We were also in for a very pleasant surprise. The riad has only three rooms, and we had booked the “middle” room; not the most palatial room, but not the most low-key room, either.  You really can’t go wrong with any of the rooms; all three rooms are beautiful.  Well, we were the only guests in the riad, so they upgraded us to the biggest room!  We had the entire third floor! 

Check it out! 

Totally fabulous. The room was huge, and wonderfully decorated with vibrant fabrics.  The mosaic tile floors were great. But the real stunner was the ceiling.  This is what we stared at every night from the bed.

 This view of the room really shows it all.
The window in the bedroom looks down onto the central courtyard.  Here’s the view from above. 

That’s a dining room table in the center, with four cushions around it.  We ate dinner and breakfast at this table for nearly every meal.  The best perk?  It comes with its own cat!

That’s Ruby, the cat that lives at the riad.  She’s adorable, and we became fast friends.
I had done a lot of research about Fes, and felt reasonably confident about trying to navigate my way around the maze-like medina.  But at night, the winding alleyways were said to be very confusing, and since we arrived in Fes at 6:00 p.m., we still had some of the day left for us to explore.  I had arranged for a tour guide to pick us up at our riad and show us the city at night.  The tour guide arrived at 7:00 and took us on our two-hour sojourn.
Immediately he took us through some crazy dark winding alley.
We peered into a doorway along the alley and saw a local craftsman making decorative ceramic tagines.  
 On the floor in the corner was his impressive handiwork. 

Two days later (and more confident in my navigation), I found the place, and we bought a bunch of those little tagines for gifts/souvenirs.

He then led us to the famous tanneries.

The medieval Terrasse des Tanneurs is where leather is dyed, in the ancient dyeing vats of reds, yellows, and blues.  They’re unforgettable, not least because of their putrid smell.  The stench comes from bits of rotting animal flesh still stuck to the sheep, goat, cow, and camel skins, as well as from pigeon poop, which is used in the process.  Here you can see the different vats of dye in the foreground.

In the background are the vats of pigeon poop.  Way on the upper left are yellow skins drying on the rooftop.  A close-up of the yellow skins reveals a black and white cat snoozing amongst them.

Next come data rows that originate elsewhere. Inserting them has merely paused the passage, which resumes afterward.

PR #265, opened 2023-05-23
U14 updates

cemathey:
Format changes because people refuse to use `black` 😉 

*Add the new endpoints
`get_current_map_sequence`
`get_map_shuffle_enabled`
`set_map_shuffle_enabled`
*Add the new map names (still need to do `LOG_MAP_NAMES_TO_MAP`)
*Add the new map pictures

New RCON commands are reported to be:
```
QueryMapShuffle
ToggleMapShuffle
ListCurrentMapSequence
```

I am not sure if `set_map_shuffle_enabled` actually takes an argument or if it is a true toggle but it is callable without a parameter just in case.


FlorianSW (approved):
lgtm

I also saw some brown ones drying in the distance.

After the skins go through the pigeon poop, they are put in the dyeing vats and are stomped on by the tanners.   It’s an ancient art, and the people doing it have been doing it for generations.

 The guys down there are used to the process and are not bothered by the smell, but let me tell you, the stench is really intense.

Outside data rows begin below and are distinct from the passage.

PR #266, opened 2023-05-26
Fixes for U14 fuckups

FlorianSW:
This is all untested right now, until I've found a server, which's MapRotation.ini is fixed already.

### DIFF
--- a/rcon/commands.py
+++ b/rcon/commands.py
@@ -526,7 +526,7 @@ class ServerCtl:
         return self._request("listcurrentmapsequence").split("\n")[:-1]
 
     def get_map_shuffle_enabled(self):
-        return self._request("querymapshuffle")
+        return self._request("querymapshuffle").endswith('TRUE')
 
     def set_map_shuffle_enabled(self, enabled: str | None = None):
         if enabled is None:
@@ -580,19 +580,17 @@ class ServerCtl:
     def do_add_map_to_rotation(
         self,
         map_name: str,
-        after_map_name: str = None,
+        after_map_name: str,
         after_map_name_number: str = None,
     ):
-        cmd = f"rotadd {map_name}"
-        if after_map_name:
-            cmd = f"{cmd} {after_map_name}"
-            if after_map_name_number:
-                cmd = f"{cmd} {after_map_name_number}"
+        cmd = f"rotadd /Game/Maps/{map_name} /Game/Maps/{after_map_name}"
+        if after_map_name_number:
+            cmd = f"{cmd} {after_map_name_number}"
 
         return self._request(cmd, can_fail=False, log_info=True)
 
     def do_remove_map_from_rotation(self, map_name, map_number: str = None):
-        cmd = f"rotdel {map_name}"
+        cmd = f"rotdel /Game/Maps/{map_name}"
         if map_number:
             cmd = f"{cmd} {map_number}"
 
--- a/rcon/commands.py
+++ b/rcon/commands.py
@@ -528,11 +528,10 @@ class ServerCtl:
     def get_map_shuffle_enabled(self):
         return self._request("querymapshuffle").endswith('TRUE')
 
-    def set_map_shuffle_enabled(self, enabled: str | None = None):
-        if enabled is None:
-            return self._request(f"togglemapshuffle")
-        else:
-            return self._request(f"togglemapshuffle {escape_string(enabled)}")
+    def set_map_shuffle_enabled(self, should_be_enabled: str | None = None):
+        enabled = self.get_map_shuffle_enabled()
+        if enabled != should_be_enabled:
+            self._request(f"togglemapshuffle")
 
     def set_idle_autokick_time(self, minutes):
         return self._request(f"setkickidletime {minutes}", log_info=True)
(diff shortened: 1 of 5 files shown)


FlorianSW:
Got a server to test that shit:
- ✅ Toggling map shuffle
- ✅ Replacing the entire map rotation
- ✅ re-ordering the current map rotation
- ✅ adding a map to the map rotation (at various positions)
- ✅ removing a map from rotation

I think that should be it.

rcon/extended_commands.py
```diff
@@ -998,7 +1004,7 @@ def set_maprotation(self, rotation):
         rotation = list(rotation)
         logger.info("Apply map rotation %s", rotation)
 
-        current = self.get_map_rotation()
+        current = super().get_map_rotation()
```
FlorianSW, line 1007: as we rely on the current map rotation to rebuild the current one, I thought it would be wise to bypass any cached version we might have in case the server shuffled the map rotation or someone changed it with another rcon tool already.

rcon/extended_commands.py
```diff
@@ -968,7 +969,7 @@ def get_map_rotation(self):
         return l
 
     def do_add_map_to_rotation(
-        self, map_name, after_map_name: str = None, after_map_name_number: str = None
+        self, map_name, after_map_name: str, after_map_name_number: str = None
```
timraay, line 972: You really should keep `after_map_name` optional. When not provided, you may assume that the user intends to append the map to the end of the rotation. That way we preserve the function's signature and behavior.

timraay (changes requested):
Still some things that need changing :)

rcon/commands.py
```diff
@@ -526,7 +526,7 @@ def get_current_map_sequence(self):
         return self._request("listcurrentmapsequence").split("\n")[:-1]
 
     def get_map_shuffle_enabled(self):
-        return self._request("querymapshuffle")
+        return self._request("querymapshuffle").endswith('TRUE')
 
     def set_map_shuffle_enabled(self, enabled: str | None = None):
```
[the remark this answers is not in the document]
FlorianSW: It is already cached (caching seems to be only done in extended_commands, not in commands). The other stuff I change 👍

rcon/commands.py
```diff
@@ -580,19 +580,17 @@ def do_switch_player_now(self, player):
     def do_add_map_to_rotation(
         self,
         map_name: str,
-        after_map_name: str = None,
+        after_map_name: str,
         after_map_name_number: str = None,
```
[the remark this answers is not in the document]
FlorianSW: I was wondering that as well, but didn't want to make too much changes in the api 🙈

rcon/extended_commands.py
```diff
@@ -633,7 +633,8 @@ def set_map(self, map_name):
                 if res != "SUCCESS":
                     raise CommandFailedError(res)
             except CommandFailedError:
-                self.do_add_map_to_rotation(map_name)
+                maps = self.get_map_rotation()
+                self.do_add_map_to_rotation(map_name, maps[len(maps) - 1], str(len(maps)))
```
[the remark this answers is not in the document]
FlorianSW: Good catch, one leftover of my misunderstanding of the ordinal numbere 😅

rcon/extended_commands.py
```diff
@@ -987,8 +988,13 @@ def do_remove_maps_from_rotation(self, maps):
 
     def do_add_maps_to_rotation(self, maps):
         with invalidates(Rcon.get_map_rotation):
+            existing = self.get_map_rotation()
+            last = existing[len(existing) - 1]
+            map_index = {last: len(existing)}
```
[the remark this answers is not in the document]
FlorianSW: I think this is just a wording issue with the variable name, right? I've trouble to find an accurate name here, tbh. I'll change that to map_number, but even that does not feel entirely correct.

From the working of the variable, it should be correct, isn't it? 🤔

rcon/extended_commands.py
FlorianSW: lol, `invalidates` invalidates the cache _before_ and _after_ executing, I didn't expect that :( Then I can move querying the current map rotation a bit down and it should be save as well.

rcon/extended_commands.py
FlorianSW: Then we would need to query the current map rotation before, isn't it? As the second argument is now not optional anymore.

rcon/extended_commands.py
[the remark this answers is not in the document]
FlorianSW: Ah, no, got it, changed! 👍

rcon/commands.py
```diff
@@ -526,13 +526,12 @@ def get_current_map_sequence(self):
...
+        return self._request("querymapshuffle").endswith('TRUE')
 
-    def set_map_shuffle_enabled(self, enabled: str | None = None):
-        if enabled is None:
-            return self._request(f"togglemapshuffle")
-        else:
-            return self._request(f"togglemapshuffle {escape_string(enabled)}")
+    def set_map_shuffle_enabled(self, should_be_enabled: str | None = None):
+        enabled = self.get_map_shuffle_enabled()
+        if enabled != should_be_enabled:
```
timraay, line 533: You're comparing a bool to a string

rcon/commands.py
```diff
@@ -581,18 +580,20 @@ def do_add_map_to_rotation(
...
-            cmd = f"{cmd} {after_map_name}"
-            if after_map_name_number:
-                cmd = f"{cmd} {after_map_name_number}"
+        if after_map_name is None:
+            current = self.get_map_rotation()
+            after_map_name = current[len(current) - 1]
+            after_map_name_number = current.count(after_map_name)
+        cmd = f"rotadd /Game/Maps/{map_name} /Game/Maps/{after_map_name}"
+        if after_map_name_number:
+            cmd = f"{cmd} {after_map_name_number}"
```
timraay, line 591: Only in extended_commands should `after_map_name` remain optional. `commands` is only a direct wrapper of the protocol's commands. And more importantly, you can not invalidate the response of `extended_commands`'s `get_map_rotation` like this.

timraay (changes requested):
a

rcon/extended_commands.py
timraay: Yes.

rcon/commands.py
FlorianSW: 🙈

rcon/commands.py
FlorianSW: Good point 👍

timraay (approved):
woooo!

In fact, upon entering the tannery, an old guy hands you a sprig of mint, for you to smell, to counteract the stench.  Some folks stuffed a mint leaf into each nostril.  It was all very interesting, but of course there was a catch.  After the guy shows you the tannery, he leads you to his leather shop, where the hard sell is on.  Hundreds of shoes,

 ottomans (deflated),
 and jackets,

dyed naturally in the tanneries.  The tour guide undoubtedly gets a commission for leading us through this particular tannery.  We were not interested in purchasing anything he had to offer, and it was getting awkward, as he was really pushing it.  To his dismay, I stood my ground and said no, and all he could do was give us his card and hope we come back the next day, like we promised.  (We didn’t.)

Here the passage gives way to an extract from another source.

PR #268, opened 2023-05-30
Show Steam ID in stats when steam API key is not given

FlorianSW:
Instead of retrieving the steam ID from the steam info (which is fetched from the Steam API), we should take it from our own records. While having a steam API key set is recommended, it is not enforced. Not having one would show the stats page without steam IDs, which is inconsistent depending on the setup. Instead, always show the Steam ID as we have that in our DB anyways.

Frankly, I was a little (well, very) disappointed in this tour.  It was supposed to be “Fes by Night”.  I chose this tour because Fes is confusing enough by day, but to the novice it would be nearly impossible to navigate at night, and I read that you should not wander down certain alleys at night, out of safety concerns.  The photos on the tour website showed nighttime scenes of Fes.  As it happens, the tour began at 7 p.m., and it was perfectly light out.  I was expecting some lively evening scenes, but alas, it was just the sites that I had planned to see the following day.  As a brief intro to the city, the tour was okay I suppose, but definitely overpriced, considering that it didn’t live up to the “night” expectation.